**TASK REQUIREMENTS:**
Going line by line through the entries below, note each one with "think", then report how many there are and nothing else.

** Opening MATERIAL PROVIDED block **

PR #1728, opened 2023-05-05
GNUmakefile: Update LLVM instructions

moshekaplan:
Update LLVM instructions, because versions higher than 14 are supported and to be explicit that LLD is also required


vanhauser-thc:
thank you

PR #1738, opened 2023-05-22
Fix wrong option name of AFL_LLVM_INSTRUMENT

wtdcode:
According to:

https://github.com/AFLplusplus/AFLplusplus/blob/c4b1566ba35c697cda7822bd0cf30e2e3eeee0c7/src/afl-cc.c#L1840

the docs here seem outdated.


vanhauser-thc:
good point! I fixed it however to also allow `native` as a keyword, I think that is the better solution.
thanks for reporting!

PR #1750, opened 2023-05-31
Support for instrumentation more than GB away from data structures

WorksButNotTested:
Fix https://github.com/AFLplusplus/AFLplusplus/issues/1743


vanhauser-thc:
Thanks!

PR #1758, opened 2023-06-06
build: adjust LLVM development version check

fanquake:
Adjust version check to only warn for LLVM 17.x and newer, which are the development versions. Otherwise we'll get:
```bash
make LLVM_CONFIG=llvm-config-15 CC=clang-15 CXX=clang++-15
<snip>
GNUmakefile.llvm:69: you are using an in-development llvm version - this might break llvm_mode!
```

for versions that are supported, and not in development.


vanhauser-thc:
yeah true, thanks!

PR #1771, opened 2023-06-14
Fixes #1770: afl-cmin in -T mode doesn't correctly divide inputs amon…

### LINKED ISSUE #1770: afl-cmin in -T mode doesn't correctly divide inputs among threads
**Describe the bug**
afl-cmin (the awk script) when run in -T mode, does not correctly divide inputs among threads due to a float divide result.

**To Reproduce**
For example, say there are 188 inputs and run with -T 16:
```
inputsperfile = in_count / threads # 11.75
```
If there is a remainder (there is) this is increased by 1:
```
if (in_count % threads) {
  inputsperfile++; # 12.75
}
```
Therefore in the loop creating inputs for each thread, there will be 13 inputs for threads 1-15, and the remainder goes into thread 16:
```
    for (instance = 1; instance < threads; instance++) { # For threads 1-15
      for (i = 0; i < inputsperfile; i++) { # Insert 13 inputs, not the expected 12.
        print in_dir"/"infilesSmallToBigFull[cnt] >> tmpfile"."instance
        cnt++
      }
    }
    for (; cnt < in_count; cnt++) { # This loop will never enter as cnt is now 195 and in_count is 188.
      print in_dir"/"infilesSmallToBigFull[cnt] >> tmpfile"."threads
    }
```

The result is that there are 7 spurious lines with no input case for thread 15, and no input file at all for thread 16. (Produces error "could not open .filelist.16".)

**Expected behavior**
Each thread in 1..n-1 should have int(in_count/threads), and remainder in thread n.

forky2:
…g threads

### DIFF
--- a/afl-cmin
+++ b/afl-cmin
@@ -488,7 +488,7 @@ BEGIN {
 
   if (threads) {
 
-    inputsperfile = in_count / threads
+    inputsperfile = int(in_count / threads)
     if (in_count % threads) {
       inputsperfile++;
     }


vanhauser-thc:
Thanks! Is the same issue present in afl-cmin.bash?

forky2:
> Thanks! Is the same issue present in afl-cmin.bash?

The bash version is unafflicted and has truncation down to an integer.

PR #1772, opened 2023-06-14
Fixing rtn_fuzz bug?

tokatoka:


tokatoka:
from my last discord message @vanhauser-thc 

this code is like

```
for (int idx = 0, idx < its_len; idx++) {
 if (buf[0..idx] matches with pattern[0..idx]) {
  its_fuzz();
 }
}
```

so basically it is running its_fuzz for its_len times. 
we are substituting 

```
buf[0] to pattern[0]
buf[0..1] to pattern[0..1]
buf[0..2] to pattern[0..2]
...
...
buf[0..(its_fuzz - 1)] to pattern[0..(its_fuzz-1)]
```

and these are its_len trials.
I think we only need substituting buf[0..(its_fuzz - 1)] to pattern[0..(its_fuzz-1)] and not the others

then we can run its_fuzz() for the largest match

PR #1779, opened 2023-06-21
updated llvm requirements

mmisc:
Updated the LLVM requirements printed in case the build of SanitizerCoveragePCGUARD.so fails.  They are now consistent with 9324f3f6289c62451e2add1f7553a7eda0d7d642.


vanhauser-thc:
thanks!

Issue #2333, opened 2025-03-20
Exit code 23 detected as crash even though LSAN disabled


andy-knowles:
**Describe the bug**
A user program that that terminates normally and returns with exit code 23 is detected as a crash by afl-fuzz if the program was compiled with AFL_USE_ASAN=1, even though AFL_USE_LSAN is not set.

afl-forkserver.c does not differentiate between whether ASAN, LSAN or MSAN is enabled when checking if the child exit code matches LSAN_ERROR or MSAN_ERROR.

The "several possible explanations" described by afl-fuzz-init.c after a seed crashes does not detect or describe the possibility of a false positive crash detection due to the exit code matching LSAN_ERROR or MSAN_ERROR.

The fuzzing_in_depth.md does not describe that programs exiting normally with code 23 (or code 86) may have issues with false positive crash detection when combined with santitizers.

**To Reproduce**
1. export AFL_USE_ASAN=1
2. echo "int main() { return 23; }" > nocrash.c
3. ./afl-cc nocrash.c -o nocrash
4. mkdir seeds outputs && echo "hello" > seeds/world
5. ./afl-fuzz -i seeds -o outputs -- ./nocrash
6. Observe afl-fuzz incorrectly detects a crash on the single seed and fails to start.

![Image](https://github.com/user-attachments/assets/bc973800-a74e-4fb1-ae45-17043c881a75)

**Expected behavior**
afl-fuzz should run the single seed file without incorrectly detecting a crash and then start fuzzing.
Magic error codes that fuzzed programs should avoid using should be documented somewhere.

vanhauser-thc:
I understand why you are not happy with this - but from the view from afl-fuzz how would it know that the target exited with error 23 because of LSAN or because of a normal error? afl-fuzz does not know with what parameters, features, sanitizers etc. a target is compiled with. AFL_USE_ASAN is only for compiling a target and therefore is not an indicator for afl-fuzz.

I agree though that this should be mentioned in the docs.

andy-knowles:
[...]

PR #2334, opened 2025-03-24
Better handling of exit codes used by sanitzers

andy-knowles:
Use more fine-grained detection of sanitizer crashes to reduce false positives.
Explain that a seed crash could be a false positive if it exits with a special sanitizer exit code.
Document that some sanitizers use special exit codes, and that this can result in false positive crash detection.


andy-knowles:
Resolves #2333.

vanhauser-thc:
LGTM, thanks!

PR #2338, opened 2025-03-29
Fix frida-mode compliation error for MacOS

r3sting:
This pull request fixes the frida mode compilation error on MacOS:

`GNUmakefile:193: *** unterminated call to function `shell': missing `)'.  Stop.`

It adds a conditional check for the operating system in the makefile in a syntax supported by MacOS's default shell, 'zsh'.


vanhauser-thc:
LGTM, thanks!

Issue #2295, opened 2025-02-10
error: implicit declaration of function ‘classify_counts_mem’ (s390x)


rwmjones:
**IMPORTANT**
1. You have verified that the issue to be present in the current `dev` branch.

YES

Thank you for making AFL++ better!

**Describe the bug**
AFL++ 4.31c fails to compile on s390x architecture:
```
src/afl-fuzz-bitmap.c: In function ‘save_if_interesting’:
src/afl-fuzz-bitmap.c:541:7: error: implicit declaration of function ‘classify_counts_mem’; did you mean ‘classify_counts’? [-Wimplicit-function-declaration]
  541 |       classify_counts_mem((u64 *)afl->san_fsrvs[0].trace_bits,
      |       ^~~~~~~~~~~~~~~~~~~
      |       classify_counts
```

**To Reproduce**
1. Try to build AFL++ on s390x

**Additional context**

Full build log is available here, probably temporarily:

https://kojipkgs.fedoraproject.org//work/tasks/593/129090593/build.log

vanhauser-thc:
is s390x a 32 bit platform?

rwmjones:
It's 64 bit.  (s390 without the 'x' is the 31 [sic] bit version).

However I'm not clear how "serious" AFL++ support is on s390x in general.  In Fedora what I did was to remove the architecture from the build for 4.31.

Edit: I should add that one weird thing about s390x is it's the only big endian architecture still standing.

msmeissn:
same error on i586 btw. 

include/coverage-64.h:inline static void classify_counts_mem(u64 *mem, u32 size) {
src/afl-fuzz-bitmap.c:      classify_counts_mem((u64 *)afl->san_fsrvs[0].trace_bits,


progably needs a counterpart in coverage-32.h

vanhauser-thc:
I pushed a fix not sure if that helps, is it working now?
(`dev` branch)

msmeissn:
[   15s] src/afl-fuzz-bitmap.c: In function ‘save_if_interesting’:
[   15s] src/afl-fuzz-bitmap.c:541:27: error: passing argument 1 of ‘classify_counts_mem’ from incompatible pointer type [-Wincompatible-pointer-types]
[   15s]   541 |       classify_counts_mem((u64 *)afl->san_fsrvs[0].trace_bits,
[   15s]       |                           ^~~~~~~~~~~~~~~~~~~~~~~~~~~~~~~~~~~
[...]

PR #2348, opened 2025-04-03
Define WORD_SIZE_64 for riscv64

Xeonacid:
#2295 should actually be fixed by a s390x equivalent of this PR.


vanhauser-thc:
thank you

** Closing MATERIAL PROVIDED block **

**SOLUTION TO THE PROBLEM:**
2